A ride on the train tracks: rail is a better option for commuters

15. ops. Metrolink. Yong
Photo Credit: Cameron Yong

I cannot drive.

This is not for lack of physical ability—like many other students, I cannot drive because I don’t have a car or a license. Somehow we missed out on this great American coming-of-age ritual that all teenagers go through, and as a result we are some of the few who lack the convenient vehicle of transportation we all aspired to have when we were 16.

Consequently, I am one of those annoying people who get just a little too excited when they hear you have a car and slowly begin to hang around you more and more in hopes you will give them rides here and there. I’ve often found myself in a complicated predicament where I am becoming too old to be picked up by my parents, but have irritated my friends so much they’ve started pretending to have lost their car keys to ensure that I won’t ask for another ride.

The main concern when commuting to and from campus is reliability. Since California’s culture of driving has kept most people on the freeway, and not so much on any form of public transportation, it’s difficult to come by many people who use the Metrolink.

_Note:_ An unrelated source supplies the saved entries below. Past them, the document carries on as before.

PR #1497, opened 2026-08-27
test: guard node properties against the protobuf schema

### LINKED ISSUE #1490: Node properties in NODE_SCHEMAS can be absent from schema.proto with nothing checking

vitali87:
Fixes #1490

Replaces #1491, which was branched from the front-matter work by mistake and carried seven unrelated commits. Same guard, built on `main`, one file.

## The gap

`NODE_SCHEMAS` and `codec/schema.proto` declare node properties independently, and nothing checked they agree. A property added to the schema is written at ingestion, read by queries, and **silently dropped on export** — no error, no warning.

The sibling `test_protobuf_relationship_parity.py` guards the relationship *enum* for exactly this failure mode. The node side had no equivalent, and dozens of properties across 14 labels are currently absent.

## Default-deny

An inventory of "properties to check" cannot fail for the property nobody listed — the inversion the MCP lock guard needed in #1475. Every declared property must have a proto field **or** be named in `_NOT_EXPORTED`, which records the current state so the set is closed: a new absence fails and must be argued for.

Measured against the generated **descriptors**, not the `.proto` text — a text search answers "does this name appear in the file", which a comment satisfies.

## The controls caught their own author

Rebuilding on clean `main` made the existence control fail at once: `_NOT_EXPORTED` named `Module.front_matter`, which is declared only on the #1488 branch. Removed.

That is the behaviour the control was written for. Without it the guard would have shipped an exemption for a property that does not exist here, silently exempting whatever later reused the name.

## Verification

| mutation | result |
|---|---|
| drop an entry from the allow-list | fails the default-deny test |
| add an already-exported property | fails the staleness control |
| add a nonexistent property | fails the existence control |
| skip a label with no proto message | fails the missing-message test |

Each fails exactly one test. Scope is the guard only — adding proto fields for existing absences needs a per-label decision I would be guessing at.

## Summary by CodeRabbit

* **Tests**
  * Added coverage to verify that declared node properties are either represented in the protocol schema or explicitly exempted.
  * Added checks for missing protocol messages, hyphenated property names, and invalid exemption entries.
  * Improved detection and reporting of properties that are not exported.

### DIFF
--- a/codebase_rag/tests/test_protobuf_node_property_parity.py
+++ b/codebase_rag/tests/test_protobuf_node_property_parity.py
@@ -18,10 +18,10 @@
 # field or be named in `_NOT_EXPORTED` below, so forgetting fails.
 from __future__ import annotations
 
-import re
 from collections.abc import Iterable
 from typing import Any
 
+from codebase_rag.schema_parse import parse_properties
 from codebase_rag.types_defs import NODE_SCHEMAS
 from codec import schema_pb2 as pb
 
@@ -119,12 +119,20 @@ _NOT_EXPORTED: dict[str, frozenset[str]] = {
     "ModuleImplementation": frozenset({"absolute_path", "module_type"}),
 }
 
-# `{name: type, other: type?}` -> {"name", "other"}
-_PROPERTY_NAME = re.compile(r"(\w+):")
-
-
 def _declared_properties(schema_text: str) -> set[str]:
-    return set(_PROPERTY_NAME.findall(schema_text))
+    """Property names, read with the SCHEMA'S OWN parser.
+
+    An earlier version used `re.findall(r"(\\w+):")`, which silently mangles
+    any name containing a non-word character: `my-prop` matched as `prop`, so
+    the guard checked a name that does not exist while the real one went
+    unexamined -- the guard failing OPEN, which is the failure this file
+    exists to prevent (reported on #1497).
+
+    `parse_properties` is the parser `schema_parse` already provides for these
+    declarations. Writing a second, looser grammar for the same strings was
+    the mistake: two parsers for one format disagree exactly where it matters.
+    """
+    return {spec.name for spec in parse_properties(schema_text)}
 
 
 def _proto_fields(label: str) -> set[str] | None:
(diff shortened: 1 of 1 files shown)


vitali87:

vitali87:
@greptileai review 5d367f0e

vitali87:
@greptileai review 6e4d3dcdb7e4130461fcfddde1ec17d210459ae3

Confirmed and fixed — and this one is the guard failing in exactly the way it exists to prevent.

Reproduced first:

```
re.findall(r'(\w+):', '{qualified_name: string, my-prop: string}')
  ->  ['prop', 'qualified_name']
```

`my-prop` was read as `prop`, so the guard checked a name that does not exist while the real property went **unexamined**. A default-deny check that silently skips what it cannot parse fails open, which is the failure this file was written to stop.

**The fix is to stop having two parsers.** `schema_parse.parse_properties` already reads these declarations — it is the codebase's own grammar for the format, and it handles `my-prop` correctly. Writing a second, looser regex for the same strings was the mistake: two parsers for one format disagree precisely where it matters, and mine was the one that fell back to something plausible rather than failing.

Added a test that calls the real helper **and** the real comparison, so a change back to a hand-rolled grammar fails here rather than passing against a parser that disagrees with the schema's own.

RED verified: reverting to the regex fails two tests — the new one and the pre-existing existence control.

5 tests.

However, it interesting that the train is not utilized more by commuters, given its multitude of advantages. Not only can you take a nap for the whole duration of your trip, which is fantastic in itself, but you can save a ton of money at the same time. I asked one of my friends, a frequent user of the Metrolink, what her main motivation for using the service was. She responded by saying, “If I did drive, the amount of time and money I would spend by going back and forth between Riverside and Santa Ana would be overwhelming.”

Many people seem to be turned off to the idea of taking the Metrolink. One nice convenience a car does have is the ability to take you directly to your final destination. But while the Metrolink does lack this, Riverside makes up for it by providing a network of buses via the Riverside Transit Agency (RTA), a public busing system that coordinates with UCR to provide a completely cost-free service to its students. Well, as with everything else offered “cost-free” by campus, RTA is in actuality paid for by fees charged to your GROWL account every quarter. But as long as you’re paying for it anyway it just makes sense to use the service.

I found a way to prove taking the Metrolink drastically cuts down on commuting costs to and from school using the Public Transportation Fuel Savings Calculator. Taking into account the gas mileage of your car, the price of gas per gallon, the number of miles in a round trip, size of your car, daily parking cost, and the round trip cost of using the train, the page calculates the savings achieved by taking the train. I used what ShareRanks considered to be the most popular car owned by college students—the Honda Civic Coupe. An average gas mileage of 22 miles per gallon for the slightly older 1999 model was used—not every student can afford to buy a brand-new car.

The average price of gasoline in California is approximately $3.70 and, assuming everyone commutes from the middle of Los Angeles to Riverside—approximately a 144-mile round trip. A gold parking permit costs $99 per quarter, and with about 50 days in a quarter, that amounts to $2 a day. Pairing a gold permit with night parking results in total parking costs of over $130, coming in at $2.60 a day.

All these numbers combined were compared to the $22.50 cost of a daily trip on the Metrolink. The numbers showed that it costs $7,997.40 a year to commute to Riverside from Los Angeles in a 1999 Honda Civic Coupe, while commuting on the train costs $5,400.00. This yields a significant savings of more than $2,500. Students can use this to pay for rent, food, textbooks and of course, their tuition. This amount of money could very well make a student financially independent for more than an entire quarter.

And the benefits are more than just financial. First of all, trains are simply safer than cars. In 2005, there were 4,333 deaths from car accidents in California, compared to a running total of 964 deaths in the state for all train accidents combined. Then, take the simple case study of a long, agonizing ride down the traffic-jammed 91 Freeway during rush hour. Factor in those spontaneous car accidents that cause the flow of traffic to come to an absolute halt and you are forced to come to a perplexing conclusion: if taking the train is safer and cheaper, why aren’t more UCR students utilizing this method of transportation?

I talked to others on this subject and came across one person who stated the reason she doesn’t commute using public transit is due to time conflicts. There are only certain times the RTA and Metrolink pick up and drop off students, and they just don’t fit into her schedule at school. This is indeed true: the Metrolink and RTA have a set schedule that sometimes is hard to work with. But even this is not an insurmountable problem. One of the reasons why there may not be more times on the travel schedule is the lack of demand in the first place. But though this is partly the fault of UCR students, UCR Transportation and Parking Services should do its part by raising awareness of alternative transportation options.

But maybe I’m only promoting train transportation because I’m secretly too lazy to ever want to drive myself around. In the meantime, I will continue to save time and money while I’m asleep on my way home on the Metrolink.